We reaffirm our determination in Opinion GA-0324 that, as a general proposition, sections 404.024 and 2256.011 do not authorize the Trust Company to accept cash in all its forms as collateral for repurchase agreements. See Tex. Att'y Gen. Op. No. GA-0324 (2005) at 8. But that opinion was overly broad, and must be modified to account for cash that constitutes an obligation of the United States, such as Federal Reserve notes. Attorney General Opinion GA-0324 (2005) is modified to the extent that it provides that cash in the form of a government obligation is not eligible as collateral for repurchase agreements.
 SUMMARY
Federal Reserve notes are eligible collateral for direct security repurchase agreements under sections 404.001,404.024(b), 2256.009, and 2256.011 of the Government Code. Attorney General Opinion GA-0324 (2005) is modified to the extent that it provides that cash in the form of a government obligation is not eligible as collateral for direct security repurchase agreements.
Very truly yours,
  GREG ABBOTT Attorney General of Texas
  KENT C. SULLIVAN First Assistant Attorney General
  ELLEN L. WITT Deputy Attorney General for Legal Counsel
  NANCY S. FULLER Chair, Opinion Committee
  William A. Hill Assistant Attorney General, Opinion Committee
1 See Letter from Honorable Carole Keeton Strayhorn, Comptroller of Public Accounts, to Honorable Greg Abbott, Attorney General of Texas (Jan. 27, 2006) (on file with the Opinion Committee, also available at
http://www.oag.state.tx.us) [hereinafter Request Letter].
2 See Letter from Timothy Mashburn, General Counsel, Comptroller of Public Accounts, to Honorable Greg Abbott, Attorney General of Texas (Nov. 17, 2004) (on file with the Opinion Committee, also available at http:// www.oag.state.tx.us) [hereinafter RQ-0295-GA].
3 See also RQ-0295-GA, supra note 2, at 1-2 (discussing "TexPool"); Tex.
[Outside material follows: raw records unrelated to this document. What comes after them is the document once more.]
PR #676, opened 2022-04-08
Make the multi-tab login test work again

bitdivine:
# Motivation

# Changes

# Tests


e2e-tests/common/login.ts
```diff
@@ -0,0 +1,48 @@
...
+) => {
+  await browser.pause(2_000);
+  const loginButton = await getLoginButton(browser);
+  await loginButton.waitForExist();
+
+  // Check which windows already exist, then wait for a new window to appear.
+  const originalTabId = await browser.getWindowHandle();
+  await browser["screenshot"]("nns_dapp_login_page");
+  await loginButton.click();
+  await browser.pause(10_000);
```
bitdivine, line 16: Note: I am preparing code for here (and for `registration.ts`) that uses `waitUntil(..)` rather than browserPause.  I would like to keep the tempo of at least one e2e PR per day though and it's almost the end of the day.

e2e-tests/wdio.conf.ts
```diff
@@ -61,7 +61,8 @@ export const config: WebdriverIO.Config = {
       acceptInsecureCerts: true,
     },
   ],
-  logLevel: "info",
+  logLevel:
+    process.env.LOG_LEVEL === undefined ? "info" : process.env.LOG_LEVEL,
```
bitdivine, line 65: I personally find `info` too noisy - it just fills my screen with details and I have to scroll up searching for problems.  I prefer `warn`.  This change above lets me override the log level from the command line without changing any code.  I drop back to info if I have to debug.

e2e-tests/common/register.ts
```diff
@@ -116,7 +121,13 @@ export const register = async (browser: WebdriverIO.Browser): string => {
```
bitdivine, line 121: Registration has only succeeded if we actually log in, so I moved the wait for login into the registration function.

lmuntanerDfinity (commented):
A final comment.

I think that if the screenshots are automatic and are committed, we should remove the Spinner and Notification before doing it. Otherwise we might bet screenshots commits in randome PRs.

bitdivine:
I see just this one comment (are there more?), but it is a good idea.  I will do so using the existing code but add it directly in the screenshot command.  I do wonder whether there should be a CSS class for unstable items such as spinners that are expected to be omitted from screenshots.

lmuntanerDfinity:
If we add this PR as is, we can have screenshots being committed in any PR. I'd rather remove those things before, does it make sense?

I like the idea of a single data-tid for unstable elements, but for now you can reuse what I did in `home.e2e.ts` and create a helper out of it.

lmuntanerDfinity:
The annoying part of having screenshots committed, is that the Pipeline checks get stuck for some weird Github actions bug. It's not just the commit.

bitdivine:
Regarding screenshots:  In main, screenshots are no longer committed, so the concern of all PRs being affected by screenshots changing no longer applies.

lmuntanerDfinity (approved):
Great!

PR #678, opened 2022-04-08
Prevent hardware wallets from being attached to accounts multiple times

hpeebles:
# Motivation

This PR fixes a bug where a hardware wallet could be attached to a single account multiple times. This would result in the user who own's the account seeing duplicate transactions for the hardware wallet.

# Changes

- Prevent a hardware wallet from being attached to an account multiple times.

# Tests

I attached my hardware wallet twice on 2 test versions of the NNS Dapp, one with the fix, and one without.
On the one without the fix my transactions were duplicated, on the one with the fix they were not.

Use II anchor 27 to view the test account.

No fix - https://s24we-diaaa-aaaaa-aaaka-cai.nnsdapp.dfinity.network/#/wallet/bf7999cc05364166ec0bab77c69fa6842ec03160095ef404db71adfdd986f099

Fix - https://su63m-yyaaa-aaaaa-aaala-cai.nnsdapp.dfinity.network/#/wallet/bf7999cc05364166ec0bab77c69fa6842ec03160095ef404db71adfdd986f099


ielashi (approved):

ielashi:
@hpeebles Late to the party. LGTM!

Gov't Code Ann. §§ 791.001-.033 (Vernon 2004 
Supp. 2006) (chapter 791, "Interlocal Cooperation Act"); 2256.001-.055 (Vernon 2000  Supp. 2006) (chapter 2256, "Public Funds Investment Act") ("TexPool" is organized under Government Code chapters 791 and 2256.).
4 See also Tex. Gov't Code Ann. §§ 404.024 (Vernon 2005) (authorizing investment of state funds in repurchase agreements); 404.102(a) (authorizing creation of the Trust Company to enable the Comptroller to manage and invest funds, including pooled funds); 404.106(c) (the Trust Company holding funds for a particular participant has the same investment authority as the participant with respect to those funds); 2256.003(a) (Vernon 2000) (authorizing pooled investments); 2256.011 (authorizing investment of local funds in repurchase agreements).
5 See id. §§ 404.001(3) (Vernon 2005) (defining "direct security repurchase agreement"); 2256.011(b) (Vernon 2000) (defining "repurchase agreement"); Jeanne L. Schroeder, RepoMadness: The Characterization of Repurchase Agreements under theBankruptcy Code and the U.C.C., 46 Syracuse L. Rev. 999, 1004-05 (1996) (hereinafter "Schroeder").
6 See Schroeder, supra note 5, at 1006-10 (discussing implications of characterizing a repurchase agreement as a true sale or a secured transaction).